# What the task requires
Scan the entries below for the word "path" and copy every line where it turns up.

Stored data entries
Segment Open
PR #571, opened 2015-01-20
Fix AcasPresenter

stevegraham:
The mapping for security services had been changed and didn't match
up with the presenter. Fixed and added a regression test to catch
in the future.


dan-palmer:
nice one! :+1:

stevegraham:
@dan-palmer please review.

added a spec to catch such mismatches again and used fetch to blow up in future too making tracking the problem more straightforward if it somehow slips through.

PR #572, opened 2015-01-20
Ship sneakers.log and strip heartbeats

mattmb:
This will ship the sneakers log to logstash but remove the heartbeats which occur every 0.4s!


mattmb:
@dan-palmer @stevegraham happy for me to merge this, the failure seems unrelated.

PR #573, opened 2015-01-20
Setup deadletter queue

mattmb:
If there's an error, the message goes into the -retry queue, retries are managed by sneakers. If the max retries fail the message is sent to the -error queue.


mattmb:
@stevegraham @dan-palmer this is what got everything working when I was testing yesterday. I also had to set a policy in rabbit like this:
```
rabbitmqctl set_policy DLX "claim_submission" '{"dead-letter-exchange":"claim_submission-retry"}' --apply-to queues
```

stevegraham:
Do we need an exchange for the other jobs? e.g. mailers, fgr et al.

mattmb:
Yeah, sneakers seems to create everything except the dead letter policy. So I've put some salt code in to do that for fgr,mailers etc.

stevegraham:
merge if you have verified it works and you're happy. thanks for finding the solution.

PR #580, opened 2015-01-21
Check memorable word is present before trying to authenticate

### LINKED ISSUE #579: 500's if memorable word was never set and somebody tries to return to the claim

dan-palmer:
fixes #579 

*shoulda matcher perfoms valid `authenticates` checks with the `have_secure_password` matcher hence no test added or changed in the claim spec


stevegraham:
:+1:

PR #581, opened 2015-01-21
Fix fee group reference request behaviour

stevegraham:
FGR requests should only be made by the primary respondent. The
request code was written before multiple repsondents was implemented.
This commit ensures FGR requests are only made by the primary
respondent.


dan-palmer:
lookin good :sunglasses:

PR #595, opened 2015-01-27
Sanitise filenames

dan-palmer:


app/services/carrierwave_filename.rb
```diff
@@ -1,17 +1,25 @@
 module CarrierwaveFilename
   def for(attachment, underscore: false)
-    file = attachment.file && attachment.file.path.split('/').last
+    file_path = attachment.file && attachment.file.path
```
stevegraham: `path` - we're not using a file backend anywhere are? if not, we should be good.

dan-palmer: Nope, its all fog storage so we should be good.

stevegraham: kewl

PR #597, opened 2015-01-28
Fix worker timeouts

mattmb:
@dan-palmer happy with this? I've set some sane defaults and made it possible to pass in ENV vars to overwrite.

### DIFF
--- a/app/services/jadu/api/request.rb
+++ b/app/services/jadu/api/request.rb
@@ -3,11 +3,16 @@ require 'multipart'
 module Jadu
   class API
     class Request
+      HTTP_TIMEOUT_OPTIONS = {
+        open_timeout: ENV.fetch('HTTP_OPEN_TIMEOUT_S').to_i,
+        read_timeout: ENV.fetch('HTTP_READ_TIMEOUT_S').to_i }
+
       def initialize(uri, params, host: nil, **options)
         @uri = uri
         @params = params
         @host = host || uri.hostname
Segment Closed
Segment Open
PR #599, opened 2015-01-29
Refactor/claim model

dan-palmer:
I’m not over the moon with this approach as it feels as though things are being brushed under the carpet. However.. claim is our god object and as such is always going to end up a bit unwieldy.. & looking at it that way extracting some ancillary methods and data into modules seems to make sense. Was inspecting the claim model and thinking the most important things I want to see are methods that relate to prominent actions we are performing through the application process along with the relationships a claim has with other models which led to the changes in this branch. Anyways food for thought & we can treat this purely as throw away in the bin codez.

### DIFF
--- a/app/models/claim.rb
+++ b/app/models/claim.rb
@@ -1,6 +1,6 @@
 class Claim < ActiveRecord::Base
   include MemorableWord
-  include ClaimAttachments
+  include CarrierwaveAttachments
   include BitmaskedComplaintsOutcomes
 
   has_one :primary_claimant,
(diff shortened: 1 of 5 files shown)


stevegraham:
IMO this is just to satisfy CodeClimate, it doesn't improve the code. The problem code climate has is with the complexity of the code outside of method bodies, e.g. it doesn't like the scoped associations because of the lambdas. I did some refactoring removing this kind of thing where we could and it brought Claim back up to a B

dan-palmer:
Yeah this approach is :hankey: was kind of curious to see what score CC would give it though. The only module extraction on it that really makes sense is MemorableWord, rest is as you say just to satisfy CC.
Segment Closed
# Answer to this problem
-    file = attachment.file && attachment.file.path.split('/').last
+    file_path = attachment.file && attachment.file.path
stevegraham: `path` - we're not using a file backend anywhere are? if not, we should be good.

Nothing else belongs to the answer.